What Is Social Security?

On Aug. 14, 1935, U.S. President Franklin D. Roosevelt signed into law the Social Security Act. Originally implemented to assist older Americans by paying them a continuing income upon their retirement, the program was later amended to extend benefits to the spouse and minor children of retired workers, workers who become disabled, families in which a spouse or parent dies, and, more recently, health coverage.

Key Takeaways

  • Social Security benefits are funded by a dedicated payroll tax.
  • It is a pay-as-you-go system, with the taxes paid today funding the benefits being paid out.
  • As baby boomers retire, they will swell the ranks of those receiving benefits, while those paying taxes will become a smaller percentage of the population, ultimately possibly preventing those benefits from being fully funded.

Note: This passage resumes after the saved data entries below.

PR #6953, opened 2023-08-24
EVG-20633 Log for default merge queue status

bsamek:
EVG-20633

### Description

I'd like to use this debug logging to check to see what projects, if any, either aren't setting branch protection rules or don't have permission for Evergreen to view them. This will help with the migration.

### Testing

None needed. It's debug logging.

### Documentation

N/A

### DIFF
--- a/units/patch_intent.go
+++ b/units/patch_intent.go
@@ -534,6 +534,14 @@ func (j *patchIntentProcessor) createGitHubMergeSubscription(ctx context.Context
 	}))
 	// If we don't find any rules, send the default.
 	if len(rules) == 0 {
+		grip.Debug(message.Fields{
+			"job":      j.ID(),
+			"job_type": j.Type,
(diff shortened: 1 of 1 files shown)


units/patch_intent.go
```diff
@@ -534,6 +534,14 @@ func (j *patchIntentProcessor) createGitHubMergeSubscription(ctx context.Context
 	}))
 	// If we don't find any rules, send the default.
 	if len(rules) == 0 {
+		grip.Debug(message.Fields{
```
malikchaya2, line 537: non blocking: 
you might want to log p.Project as well, it makes it a bit easier to search for things and figure out who to talk to (so that you can search for the project page and don't need to query the db)

malikchaya2 (approved):

units/patch_intent.go
bsamek: oh good point thanks!

PR #6954, opened 2023-08-25
EVG-20629: split callback timeout into more granular task group timeouts

Kimchelly:
EVG-20629

### Description
* Split callback timeout into individual user-configurable timeouts per task group block (`setup_group`, `setup_task`, `teardown_task`, `teardown_group`).
    * Callback timeout only applies to the `timeout` block now.
    * `setup_group` and `setup_task` default timeouts are both 2 hours to be consistent with `pre`'s default. For `setup_group`, this is an increase from its default of 15 minutes, but I consider this not particularly problematic since the vast majority (over 99%) of pre-task commands finish in under 5 minutes, and the remaining few still finished in ~20 minutes or so.
    * `teardown_task` default timeout is 30 minutes to remain consistent with `post`'s default.
    * `teardown_group` has an unchanged default timeout of 15 minutes.
* Reorganize some task context/task config functions to better share the timeout logic.
* Small rename of a couple variables and shifting around of agent methods to belong in more appropriate places.

### Testing
* Updated unit tests.
* Tested in staging with explicit timeout settings for each block in a task group and the timeouts triggered command/task failures as described in the docs.

### Documentation
* Updated docs for task group for new settings.
* Updated existing `pre`, `post`, and `timeout` docs to list the parameters in a way that's consistent with the task group docs.
* Write an ADR for the callback timeout rework.


config.go
```diff
@@ -35,10 +35,10 @@ var (
 	BuildRevision = ""
 
 	// ClientVersion is the commandline version string used to control auto-updating.
-	ClientVersion = "2023-08-23"
+	ClientVersion = "2023-08-25"
```
Kimchelly, line 38: Had to bump the CLI because `evergreen validate` uses the CLI's local data model of the parser project for validation. Therefore, if we don't bump it, `evergreen validate` will spuriously warn users that the new project fields don't exist when they add it to their YAMLs.

agent/task_context.go
```diff
@@ -191,14 +192,262 @@ func (tc *taskContext) getExecTimeout() time.Duration {
...
+// getTeardownTaskTimeout returns the timeout for the teardown task block.
+func (tc *taskContext) getTeardownTaskTimeout(tg *model.TaskGroup) func() time.Duration {
+	return func() time.Duration {
+		tc.RLock()
+		defer tc.RUnlock()
+
+		if tg.TeardownTaskTimeoutSecs != 0 {
+			return time.Duration(tg.TeardownTaskTimeoutSecs) * time.Second
+		}
+		return defaultPostTimeout
```
malikchaya2, line 416: https://github.com/evergreen-ci/evergreen/pull/6918 had set the defaultPostTimeout to 2hrs. I think we might be running the risk of missing important post cleanup things by setting this to the no 30 minute defaultPostTimeout. Are there any plans to put it back to 2 hours?

Kimchelly: I thought about it and while it's not perfect to have invisible timeouts, 30 minutes is still somewhat more generous than the original 15 minutes, and we aren't in a rush to bump it. Letting a task run longer can increase spending and increased patch waiting time for existing projects who got used to relying on the 15 minute timeout, so I think it's better to pause on bumping it further until any projects who hit the timeout today have had a time window to set any block timeouts they want to suit their needs and/or optimize their post blocks to not hit the timeout.

From [the HC stats](https://ui.honeycomb.io/mongodb-4b/environments/production/datasets/evergreen-agent/result/i77eTtodCGG), it seems like ~90 tasks hit the default timeout per day, and they're clustered around a few projects. While it doesn't sound like a lot of tasks, a small number of tasks per day stuck running for an extra few hours can add up over time.

agent/agent_test.go
```diff
@@ -650,25 +644,13 @@ post:
...
-// have to include that hard-coded task information for the test to run.
 func (s *AgentSuite) setupRunTask(projYml string) {
 	p := &model.Project{}
 	_, err := model.LoadProjectInto(s.ctx, []byte(projYml), nil, "", p)
 	s.Require().NoError(err)
 	s.tc.taskConfig.Project = p
 	s.tc.project = p
 	s.mockCommunicator.GetProjectResponse = p
-
-	t := &task.Task{
```
malikchaya2, line 663: I'm surprised that the tests pass without this!

agent/background.go
```diff
@@ -157,37 +156,3 @@ func (a *Agent) startTimeoutWatcher(ctx context.Context, operationCancel context
 		}
 	}
 }
-
-// getCallbackTimeout returns the callback timeout for the task.
-func (tc *taskContext) getCallbackTimeout() time.Duration {
```
malikchaya2, line 162: nice :)

agent/task_context.go
```diff
@@ -191,14 +192,262 @@ func (tc *taskContext) getExecTimeout() time.Duration {
...
+	return &commandBlock{
+		block:       command.TeardownGroupBlock,
+		commands:    tg.TeardownGroup,
+		timeoutKind: teardownGroupTimeout,
+		getTimeout:  tc.getTeardownGroupTimeout(tg),
+		canFailTask: false,
+	}, nil
+}
+
+// getTimeout returns a command block containing the timeout handler commands.
```
malikchaya2, line 317: Do we want to specify in the comment that this is for the task group callback timeout?

docs/Project-Configuration/Project-Configuration-Files.md
```diff
@@ -435,33 +435,51 @@ Fields:
...
+### Pre and Post
 
-All projects can have a `pre` and `post` field which define a list of
-command to run at the start and end of every task that isn't in a task
-group. For task groups, `setup_task` and `teardown_task` will run instead of
-`pre` and `post`. These are incredibly useful as a place for results commands or
-for cleanup and setup tasks.
+All projects can have a `pre` and `post` field which define a list of commands
+to run at the start and end of every task that isn't in a task group. For task
+groups, `setup_task` and `teardown_task` will run instead of `pre` and `post`
```
malikchaya2, line 442: I think it would be helpful to add a few words about "teardown_group" in case someone is grepping to figure out the difference between post, teardown_task and teardown_group.

docs/Project-Configuration/Project-Configuration-Files.md
```diff
@@ -471,9 +489,17 @@ timeout:
...
+Parameters:
+
+- `timeout`: commands to run when the task hits a timeout. The timeout commands
+  will only run if the timeout occurs in `pre`, `setup_group`, `setup_task`, or
+  the task commands. Furthermore, for `pre`, `setup_group`, and `setup_task`,
+  because they do not fail the task by default, they must be explicitly set to
+  fail for the timeout to trigger. For example, if a command in `pre`
+  hits the default 2 hour timeout for `pre` but `pre_error_fails_task` is not
+  set to true, then the timeout block will not trigger.
+- `callback_timeout_secs`: set a timeout for the `timeout` block. Defaults to
```
malikchaya2, line 501: I wish we could rename this, but alas.

agent/task_context.go
Kimchelly: They are already aware that post has a slow command and have a few tickets (such as [SERVER-79972](https://jira.mongodb.org/browse/SERVER-79972) and the related tickets) to make their post task run more efficiently.

docs/decisions/2023-08-23_split_callback_timeout.md
```diff
@@ -0,0 +1,45 @@
...
+  default, failing commands in post do not fail the task. Therefore, tasks can invisibly time out in post without
+  affecting the task status, meaning they could fail to do some cleanup and nobody would notice.
+* Increasing the callback timeout is bad for teardown group - Evergreen discourages people from increasing callback
+  timeout because it applies to the teardown group. This is due to a design issue where the teardown group only runs
+  once the agent has already been assigned the next task to run. The consequence is that giving the teardown group more
+  time to run holds up the next task it's supposed to run.
+
+Therefore, the callback timeout exists and can be configured but there is no reasonable setting for it - it can be
+neither increased (due to teardown group) nor reduced (due to post) without causing unwanted side effects, and in
+practice, nobody ever set this value.
```
malikchaya2, line 23: Should we also mentioned that you noticed a bunch of tasks hitting the timeout for post and exiting prematurely?

docs/decisions/2023-08-23_split_callback_timeout.md
```diff
@@ -0,0 +1,45 @@
...
+The solution was to split the callback timeout so that there's instead one user-configurable timeout per command block.
+Each block should be given a large enough default timeout that existing tasks will not unintentionally hit the timeout
+and fail the task (or silently fail to run some commands). The downside of providing a more generous default timeout is
+that users may potentially spend more time waiting for tasks than necessary in edge cases (e.g. where their post task is
+taking unreasonably long), but this is less problematic than the task invisibly timing out.
+
+The takeaway here is that choosing reasonable defaults are important since they're difficult to change later on, and
+when designing a feature, consider how its default behavior could potentially interact with other default behaviors.
+
+## More Information
```
malikchaya2, line 45: nit: remove heading?

malikchaya2 (changes requested):
great work! 
Just a couple of small comments.

agent/agent_test.go
Kimchelly: Yeah, this isn't needed because the suite's `SetupTask` already sets up the test with a task that's almost the same as this (except with a different display name).

docs/decisions/2023-08-23_split_callback_timeout.md
Kimchelly: Sure, I removed.

PR #6964, opened 2023-08-28
EVG-19951: Use enums for arch, method, and communication fields

minnakt:
EVG-19951

### Description
This PR adds enums for the `arch`, `method`, and `communication` fields.

There are some more enums I have to add for host allocator but I think I will do it in a separate PR so that this one is not overloaded.


graphql/distro_resolver.go
```diff
@@ -12,10 +12,47 @@ import (
```
minnakt, line 12: This file is not generated

rest/data/distro.go
```diff
@@ -117,7 +117,8 @@ func CreateDistro(ctx context.Context, u *user.DBUser, newDistroId string) error
 		Id:   newDistroId,
 		Arch: evergreen.ArchLinuxAmd64,
 		BootstrapSettings: distro.BootstrapSettings{
-			Method: distro.BootstrapMethodNone,
+			Method:        distro.BootstrapMethodLegacySSH,
+			Communication: distro.CommunicationMethodLegacySSH,
```
minnakt, line 121: I changed this because the code says that `BootstrapMethodNone` is for [internal use only](https://github.com/evergreen-ci/evergreen/blob/4055cd62aeebf77af84749e9eedd58a2547c71be/model/distro/distro.go#L279), and it's not a selectable option on the legacy UI page

sophstad (approved):

graphql/schema/types/distro.graphql
```diff
@@ -42,6 +42,31 @@ enum DispatcherVersion {
   REVISED_WITH_DEPENDENCIES
 }
 
+enum Arch {
```
sophstad, line 45: Also noticing that a few of these are no longer in use! Here's what's being used:
```
> db.distro.distinct("arch")
> [
  'darwin_amd64',
  'darwin_arm64',
  'linux_amd64',
  'linux_arm64',
  'linux_ppc64le',
  'linux_s390x',
  'windows_amd64'
]
```
So neither 32-bit architecture is in use (Windows or Linux).

Brian McCarthy is ooo this week but I'm going to follow up when he's back to see if we can remove these. If you'd like to omit them in this PR that's probably okay, and we can add them in if necessary.

rest/data/distro.go
Kimchelly: 👍 Sounds good, and yeah, this one isn't an option that users or admins can directly use.

graphql/schema/types/distro.graphql
```diff
@@ -42,6 +42,31 @@ enum DispatcherVersion {
...
+  RPC
+}
+
+enum BootstrapMethod {
+  LEGACY_SSH
+  SSH
+  USER_DATA
+}
+
+
```
Kimchelly, line 69: nit: did you intend to put 3 newlines in between this + the next section?

minnakt: fixed!

Kimchelly (approved):

PR #7418, opened 2024-01-17
DEVPROD-810: Avoid using app-level context for GraphQL queries

sophstad:
DEVPROD-810

### Description
Removed invocations of app-level context throughout the `model/` directory as indicated in the ticket.

Here were a few that proved too tricky to remove—let me know if they are crucial enough to revisit as part of this fix. I don't know much about how context is created in the application so apologies in advance.
- [`user.GetOrCreateUser`](https://github.com/evergreen-ci/evergreen/blob/812185e19e4e118b685086162c92f9e86ca8d6c6/model/user/db.go#L306) - function signature is defined as in [Gimlet](https://github.com/evergreen-ci/gimlet/blob/e7de42b0623c008a8eeca167a7190edcc364ac51/auth_interfaces.go#L72) so I couldn't add `ctx`
- [`model.GetFailedTests`](https://github.com/evergreen-ci/evergreen/blob/812185e19e4e118b685086162c92f9e86ca8d6c6/model/task_history.go#L236) - only used in `services/` directory for legacy UI
- [`task.PopulateTestResults`](https://github.com/evergreen-ci/evergreen/blob/812185e19e4e118b685086162c92f9e86ca8d6c6/model/task/task.go#L2710) - a huge cascade of changes were required to add context. I couldn't find exactly how GraphQL would call this function either.
- [`task.getExpectedDurationsForWindow`](https://github.com/evergreen-ci/evergreen/blob/812185e19e4e118b685086162c92f9e86ca8d6c6/model/task/expected_duration.go#L79) - `ExpectedDuration` seems to be used [only for legacy](https://github.com/evergreen-ci/evergreen/blob/812185e19e4e118b685086162c92f9e86ca8d6c6/model/task/task.go#L231-L233)

**Update:** Created DEVPROD-3925 to handle above issues

### Testing
- Updated lots of tests

### Documentation
N/A

### DIFF
--- a/graphql/query_resolver.go
+++ b/graphql/query_resolver.go
@@ -198,7 +198,7 @@ func (r *queryResolver) DistroTaskQueue(ctx context.Context, distroID string) ([
 
 // Host is the resolver for the host field.
 func (r *queryResolver) Host(ctx context.Context, hostID string) (*restModel.APIHost, error) {
-	host, err := host.GetHostByIdOrTagWithTask(hostID)
+	host, err := host.GetHostByIdOrTagWithTask(ctx, hostID)
 	if err != nil {
 		return nil, InternalServerError.Send(ctx, fmt.Sprintf("Error Fetching host: %s", err.Error()))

Understanding Social Security

The Social Security program is funded through the Federal Insurance Contributions Act (FICA) tax, a dedicated payroll tax. You and your employer each pay 6.2% of your wages, up to the taxable maximum of $132,900 as of 2019. If you are self-employed, you pay the entire 12.4%; however, you can deduct half of the self-employment tax as a business expense. Under the law, Social Security is financed by this designated tax, and any surplus money that isn’t paid out in benefits is used to buy U.S. government bonds held in the Social Security Trust Fund.

The money that you pay through taxes is not the same money that you will receive later in life. Instead, Social Security is primarily a pay-as-you-go system, where the money you and your employer contribute now is used to fund payments to people who currently receive benefits, including those who have retired or are disabled, survivors of workers who have died, dependents, and other Social Security beneficiaries.


The year in which the Social Security Administration estimates that it will go bankrupt unless changes are made to how the system is funded

The Problem With Social Security

So what’s the problem? Basically, demographics.

Americans are having fewer children and living longer, both of which contribute to an aging population. Baby boomers (those born between 1946 and 1964) are retiring at a record pace: As of 2018, 16% of the population is age 65 (the earliest retirement age at which you can collect full benefits) and over, and by 2060 it is estimated that it will rise to 23%. At the same time, the working-age population will be getting smaller, from about 62% today to 57% in 2060.

These trends result in declining worker-to-beneficiary ratios. As we move forward, there will be fewer people putting money into the Social Security system and more people taking money out. Because of these factors, the Social Security Administration estimates that all the money in the Social Security “bank account” will be exhausted in 2037, when it will have only about 76% of what it should pay out that year. That means that without any changes to the system if you’re in your 40s or 50s today, you could conceivably not receive Social Security benefits during retirement, even though you’re paying into the system now.

Full retirement age rises to 67 as of 2026.

Possible Solutions

Fortunately, that’s a worst-case scenario. Social Security is nowhere near bankruptcy, and it has nearly two decades to act before funds are completely depleted. Increased taxes, benefit cuts, and upping the age at which people can start collecting benefits (66 in 2020 but rising to 67 by 2026) are all changes that, alone or in concert, could be implemented to make up any future shortfalls.